◆ WHAT THIS TASK INVOLVES ◆
Start at the top and transcribe every record through the final line exactly.

[Collected data]
PR #436, opened 2018-03-20
Outputs a warning when non-constant function returns a value

### LINKED ISSUE #257: Add warning to Solidity when non-constant function returns a value

mushketyk:
If a transaction function is generated and this function returns a value, generator outputs a warning message. The warning message is sent to the output using the new interface `GenerationReporter`.

Fixes #257

### DIFF
--- a/codegen/src/main/java/org/web3j/codegen/SolidityFunctionWrapper.java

◆ RESPONSE ◆
PR #436, opened 2018-03-20
Outputs a warning when non-constant function returns a value

### LINKED ISSUE #257: Add warning to Solidity when non-constant function returns a value

mushketyk:
If a transaction function is generated and this function returns a value, generator outputs a warning message. The warning message is sent to the output using the new interface `GenerationReporter`.

Fixes #257

### DIFF
--- a/codegen/src/main/java/org/web3j/codegen/SolidityFunctionWrapper.java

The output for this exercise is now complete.